Клятва при гробе Господнем
Шрифт:
А женщины русские? Веселились ли они на Масленице? Говорят, что они сидели уединенно в своих теремах? Как это жалко и как много недоставало к веселью стариков наших, если прабабушки наши не оживляли их бесед своими речами, взорами и веселостью!
Нет! не думайте, чтобы веселье не растворяло дверей и в женских теремах. Правда: в старину не было наших балов и женщины не смотрели тогда царицами, но неужели вы, хоть на одно мгновение, сомневались, чтобы женщины и тогда не владели умом и разумом людским, так же как и ныне? И прежде — сквозь запоры и решетки, прокрадывалась любовь к девушкам, и женщины умели веселиться; только образ веселья бывал инаков. и не походил на нынешний.
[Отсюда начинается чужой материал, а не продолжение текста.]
PR #6401, opened 2025-02-03
tldr-update: init

PerchunPak:
### Description

This PR adds a simple systemd timer to automatically run `tldr --update`

### Checklist

    ```
    {component}: {description}

    {long description}
    ```

#### Maintainer CC

CC @pedorich-n (maintainer of tealdeer module)

### DIFF
--- a/modules/programs/tealdeer.nix
+++ b/modules/programs/tealdeer.nix
@@ -80,6 +80,11 @@ in {
         See <https://tealdeer-rs.github.io/tealdeer/config.html> for more information.
       '';
     };
+
+    enableAutoUpdates = mkEnableOption "Auto updates" // {
+      default = true;
+      example = false;
+    };
   };
 
   config = mkIf cfg.enable {
@@ -89,5 +94,10 @@ in {
       mkIf (cfg.settings != null && cfg.settings != { }) {
         source = tomlFormat.generate "tealdeer-config" cfg.settings;
       };
+
+    services.tldr-update = mkIf cfg.enableAutoUpdates {
+      enable = true;
+      package = pkgs.tealdeer;
+    };
   };
 }
--- a/modules/services/tldr-update.nix
+++ b/modules/services/tldr-update.nix
@@ -1,0 +1,50 @@
+{ config, lib, pkgs, ... }:
+let cfg = config.services.tldr-update;
+in {
+  meta.maintainers = [ lib.maintainers.perchun ];
+
+  options.services.tldr-update = {
+    enable = lib.mkEnableOption ''
+      Automatic updates for the tldr CLI
+    '';
+
+    package = lib.mkPackageOption pkgs "tldr" { example = "tlrc"; };
+
+    period = lib.mkOption {
+      type = lib.types.str;
+      default = "weekly";
+      description = ''
+        Systemd timer period to create for scheduled {command}`tldr --update`.
+
+        The format is described in {manpage}`systemd.time(7)`.
+      '';
+    };
+  };
+
+  config = lib.mkIf cfg.enable {
+    systemd.user.services.tldr-update = {
+      Unit = {
+        Description = "Update tldr CLI cache";
+        Documentation = "https://tldr.sh/";
+      };
+
+      Service = {
+        Type = "oneshot";
+        ExecStart = ''
+          ${lib.getExe cfg.package} --update
+        '';
+      };
+    };
+
+    systemd.user.timers.tldr-update = {
+      Unit.Description = "Update tldr CLI cache";
+
+      Timer = {
+        OnCalendar = cfg.period;
+        Persistent = true;
+      };
+
+      Install.WantedBy = [ "timers.target" ];
+    };
+  };
+}
--- a/modules/modules.nix
+++ b/modules/modules.nix
@@ -393,6 +393,7 @@ let
     ./services/taffybar.nix
     ./services/tahoe-lafs.nix
     ./services/taskwarrior-sync.nix
+    ./services/tldr-update.nix
     ./services/trayer.nix
     ./services/trayscale.nix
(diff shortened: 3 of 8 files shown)


modules/programs/tldr-update.nix
pedorich-n, line 1: Wouldn't it make more sense for this to be a part of `tldr`? Like `programs.tldr.auto-update`? You can also add yourself as a maintainer to the `tldr` module if you want.

tests/flake.lock
pedorich-n, line 1: Is this intentional?

modules/programs/tldr-update.nix
```diff
@@ -0,0 +1,50 @@
...
+    systemd.user.services.tldr-update = {
+      Unit = {
+        Description = "Update tldr CLI cache";
+        Documentation = "https://tldr.sh/";
+      };
+
+      Service = {
+        Type = "oneshot";
+        ExecStart = ''
+          "${lib.getExe cfg.package}" --update
```
pedorich-n, line 34: You don't usually need quotes around `lib.getExe`, IIRC 🤔

pedorich-n (commented):
Thanks for the PR!

modules/programs/tldr-update.nix
PerchunPak: There are a lot of [tldr implementations](https://github.com/tldr-pages/tldr/wiki/Clients), I wanted to separate this as a implementation-independent module

pedorich-n: Ah, right. I forgot that `tealdeer` is just one of the possible implementations.

pedorich-n: In that case maybe `services.tldr-update` is better? Since this module doesn't add anything other than a systemd service.

modules/programs/tealdeer.nix
```diff
@@ -89,5 +89,7 @@ in {
       mkIf (cfg.settings != null && cfg.settings != { }) {
         source = tomlFormat.generate "tealdeer-config" cfg.settings;
       };
+
+    programs.tldr-update.package = mkDefault pkgs.tealdeer;
```
pedorich-n, line 93: I think this should be a part of `tldr-update` and not `tealdeer`, if the intention is possibly using it with multiple clients.

Maybe something like `mkDefault (if config.programs.tealdeer.enable then config.programs.tealdeer.package else pkgs.tldr)`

Ведь и щеголи тогдашние не были похожи на нынешних щеголей. Послушайте, как водилось в старину…
Наступил вечер; народ гулящий разбрелся, разъехался по домам; дворы набиты были санями, верховыми лошадьми, возками. Только на дворе боярина Старкова было тихо, по крайней мере было не так шумно, как обыкновенно бывало в праздники прежние у этого богатого и знатного вельможи. В окнах его хором не светились огни. Зато окна в тереме боярыни его были освещены ярко: боярыня пировала со своими подругами. Наденем шапочку-невидимку, обуем сапожки-тихоступы и войдем в терем, по широкой, но крутой, дубовой лестнице.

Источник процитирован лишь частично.